***** Provided data

PR #2403, opened 2022-07-06
Adding windows-debug plugin

jsturtevant:
Adding new plugin https://github.com/jsturtevant/windows-debug/releases follow up from #2402.  I ran the `kubectl krew install` locally and everything was working.

### DIFF
--- a/plugins/windows-debug.yaml
+++ b/plugins/windows-debug.yaml
@@ -1,0 +1,35 @@
+apiVersion: krew.googlecontainertools.github.com/v1alpha2
+kind: Plugin
+metadata:
+  name: windows-debug
+spec:
+  version: v0.1.2
+  homepage: https://github.com/jsturtevant/windows-debug
+  platforms:
+  - selector:
+      matchLabels:
+        os: darwin
+        arch: amd64
+    uri: https://github.com/jsturtevant/windows-debug/releases/download/v0.1.2/kubectl-windows-debug-v0.1.2.tar.gz
+    sha256: 5c13553af09b98acf0001d1bc94155a7dbbbd1cb54ad84d0faaac770689e2b10
+    bin: kubectl-windows-debug
+  - selector:
+      matchLabels:
+        os: linux
+        arch: amd64
+    uri: https://github.com/jsturtevant/windows-debug/releases/download/v0.1.2/kubectl-windows-debug-v0.1.2.tar.gz
+    sha256: 5c13553af09b98acf0001d1bc94155a7dbbbd1cb54ad84d0faaac770689e2b10
+    bin: kubectl-windows-debug
+  shortDescription:  Windows node access via kubectl
+  description: |
+      kubectl plugin for launching a Windows pod that will give you access to the specified node
+      and provide a few useful utilities for debugging Windows processes.
+      Access to the node is provided by a Windows Host Process Containers feature in Kubernetes.
+
+      To use this plugin you will need:
+      - kubernetes 1.22+ (with the WindowsHostProcessContainers feature-gate enabled)
+      - containerd 1.6+ as the runtime
+
+      By default it uses container image https://github.com/jsturtevant/windows-debug/pkgs/container/windows-debug
+      which has some useful utilities for debugging Windows processes pre-installed.
+      You can provide your own image by using --image flag.


ahmetb:

-----

Thanks for your patience!
/kind new-plugin

plugins/windows-debug.yaml
```diff
@@ -0,0 +1,28 @@
...
+    sha256: 8d4cf283b80220f8729a0aa759038a52b4a8d46f49c42b1ccabc036b9f92ada9
+    bin: kubectl-windows-debug
+  - selector:
+      matchLabels:
+        os: linux
+        arch: amd64
+    uri: https://github.com/jsturtevant/windows-debug/releases/download/v0.1.1/kubectl-windows-debug-v0.1.1.tar.gz
+    sha256: 8d4cf283b80220f8729a0aa759038a52b4a8d46f49c42b1ccabc036b9f92ada9
+    bin: kubectl-windows-debug
+  shortDescription:  Launch a Windows host process pod that will give you access to the specified Windows node
```
ahmetb, line 23: Shorter would be better, this would be truncated.

plugins/windows-debug.yaml
```diff
@@ -0,0 +1,28 @@
...
+  description: |
+    Usage:
+      kubectl windows debug <node-name>
```
ahmetb, line 26: we already print this `Usage` string upon installation, avoid. let users call --help and you can show them there. this will go out of date here.

also, I don't think it will be `windows debug`, should be `windows-debug` once installed. we replace `-` with `_` in the filename.

plugins/windows-debug.yaml
```diff
@@ -0,0 +1,28 @@
...
+      krew plugin for launching a Windows host process pod that will give you access to the specified node and provide a few useful
```
ahmetb, line 27: krew plugin → kubectl plugin

plugins/windows-debug.yaml
```diff
@@ -0,0 +1,28 @@
+apiVersion: krew.googlecontainertools.github.com/v1alpha2
+kind: Plugin
+metadata:
+  name: windows-debug
+spec:
+  version: v0.1.1
+  homepage: https://github.com/jsturtevant/windows-debug
```
ahmetb, line 7: it seems like the auth plugins are not imported https://krew.sigs.k8s.io/docs/developer-guide/develop/best-practices/#auth-plugins consider fixing

plugins/windows-debug.yaml
ahmetb, line 27: `description` field is where you get to go into more detail, please go into more detail in terms of features and how does it do what it does.

ahmetb (changes requested):
Thanks for your submission.

plugins/windows-debug.yaml
jsturtevant: > we already print this `Usage` string upon installation, avoid. let users call --help and you can show them there. this will go out of date here.

sounds good.

according to https://kubernetes.io/docs/tasks/extend-kubectl/kubectl-plugins/#naming-a-plugin 

>For example, a plugin that wishes to be invoked whenever the command kubectl foo bar baz is invoked by the user, would have the filename of kubectl-foo-bar-baz

I tried it and it worked this way after installing locally via `kubectl krew install --manifest=manifest.yaml --archive=kubectl-windows-debug-v0.1.1.tar.gz`

ahmetb: weird. I think I can confidently say that it should not work. we replace the plugins that contain dashes with underscore:

```
ls ~/.krew/bin
kubectl-allctx     kubectl-example  kubectl-images       kubectl-krew  kubectl-neat        kubectl-open_svc   kubectl-rbac_lookup  kubectl-resource_capacity  kubectl-tree              kubectl-who_can
kubectl-ca_cert    kubectl-flame    kubectl-interact_sh  kubectl-kurt  kubectl-nodeinfo    kubectl-print_env  kubectl-rbac_tool    kubectl-resource_view      kubectl-view_allocations  kubectl-whoami
kubectl-eksporter  kubectl-get_all  kubectl-karmada      kubectl-mc    kubectl-oidc_login  kubectl-prof       kubectl-rbac_view    kubectl-tail               kubectl-view_secret
```

and therefore those plugins installed via krew does not work without dashes:

```
$ kubectl oidc login
Error: unknown command "oidc" for "kubectl"
Run 'kubectl --help' for usage.
$ kubectl who can
Error: unknown command "who" for "kubectl"
Run 'kubectl --help' for usage.
```

Perhaps you have another binary in your `%PATH%` with `kubectl-a-b` format.

plugins/windows-debug.yaml
ahmetb: My bad, I assumed this would be in Go, since it's intended for Windows, but I realize it targets Windows clusters/nodes.

plugins/windows-debug.yaml
jsturtevant: updated

plugins/windows-debug.yaml
jsturtevant: updated

jsturtevant: updated

plugins/windows-debug.yaml
jsturtevant: Yes I mostly use WSL so it is usable from windows in that respect.  I realize folks may want to run from powershell which is why I was considering re-writing but wanted some feedback.  I assume lots of folks just use WSL.

plugins/windows-debug.yaml
jsturtevant: After removing the previously installed binary, found a bug with the file not being marked as executable.  It is update and I bumped the version in the manifest file here

jsturtevant:
@ahmetb I've made the requested updates.  could you take another look when you get a chance? Thanks!

ahmetb:
/lgtm
/approve
Thanks!

jsturtevant:
Thank you!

**********

## The problem
Work through the records above. Copy every line with the string "Adding".

## Solution below
Adding windows-debug plugin
Adding new plugin https://github.com/jsturtevant/windows-debug/releases follow up from #2402.  I ran the `kubectl krew install` locally and everything was working.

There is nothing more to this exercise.